Your assignment: Read the lines of the data below and retrieve those with "connections".
(Given records Opens)
Issue #98077, opened 2026-08-29
[Field report]: state.db physical cross-B-tree corruption under SQLite 3.50.4 WAL; canonical writes continued after malformed detection


Caelier:
## Bug Description

A production Hermes `state.db` became physically corrupted while running Hermes-linked SQLite 3.50.4 in WAL mode with multiple Hermes processes/connections.

The incident initially surfaced as FTS corruption. Offline forensic recovery found structural corruption beyond FTS, including an incompatible/cross-linked canonical table B-tree child, traversal into another logical object's pages, and access-path-dependent row results.

Hermes disabled FTS synchronization and retried canonical writes after the malformed error. Gateway/Discord operation therefore remained substantially functional while the database was structurally degraded.

The database was recovered by offline logical reconstruction, FTS rebuild from canonical content, writer-excluded cutover, and upgrade to SQLite 3.53.1.

This is a distinct forensic field report, not a claim that one precise SQLite race was captured. It overlaps the diagnostic behavior tracked in [#88587](https://github.com/NousResearch/hermes-agent/issues/88587) and [#97940](https://github.com/NousResearch/hermes-agent/issues/97940), while adding concrete page/tree evidence and complete recovery accounting.

## Environment

```text
Platform: Ubuntu 24.04.4 LTS under WSL2
Filesystem: WSL Linux filesystem (not /mnt/c/DrvFS)
Hermes at diagnosis: v0.20.6 (upstream a73b14c4)
Python: 3.11.15
Hermes SQLite runtime at incident: 3.50.4
Journal mode: WAL
Corrupt source bundle: approximately 1.5 GB
Concurrent Hermes activity: gateway, dashboard/profile services, multiple connections

Post-recovery Hermes: v0.20.6, commit 4209d371aa1bb8840ce8447555bdd863a1a96c38
Post-recovery SQLite: 3.53.1
Post-recovery SQLite source id:
2026-05-05 10:34:17 c88b22011a54b4f6fbd149e9f8e4de77658ce58143a1af0e3785e4e6475127e9
Recovered logical DB: 1,122,344,960 bytes
```

The system `sqlite3` CLI is not used here as evidence for Hermes' linked runtime.

### 2026-08-27

Historical rows later affected by damaged traversal were created.

This is **not claimed to be the corruption timestamp**. A row written on August 27 can become unreachable due to a later page/checkpoint inconsistency.

### 2026-08-28

Gateway activity and canonical writes continued.

[...]

PR #98090, opened 2026-08-29
fix(state): stop structurally corrupt databases from accepting writes

### LINKED ISSUE #97940: SQLITE_CORRUPT on canonical B-trees is misdiagnosed as FTS corruption; logs claim 'canonical message rows are preserved' while transcript writes silently fail
## Summary

`SessionDB._is_fts_write_corruption_error()` treats **every** `database disk image is malformed` as FTS-index corruption (`hermes_state.py`, the `is_malformed_db_error(exc)` branch returns `True` unconditionally). When the damage is actually in the **canonical B-trees** (`messages`, `sessions`), the operator gets logs that assert the opposite of reality, and the automatic response (in-place FTS rebuild) is a no-op against the real problem.

## What we saw (production, 2026-08-29)

A ~7.4 GB `state.db` developed structural damage — full `integrity_check` reported 34 pages failing `btreeInitPage() returns error code 11` across a dozen trees, and `SELECT count(*) FROM messages` itself raised `DatabaseError`. The first symptom was a *canonical read* failing:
(Given records Closes)
Finished task:
A production Hermes `state.db` became physically corrupted while running Hermes-linked SQLite 3.50.4 in WAL mode with multiple Hermes processes/connections.
Concurrent Hermes activity: gateway, dashboard/profile services, multiple connections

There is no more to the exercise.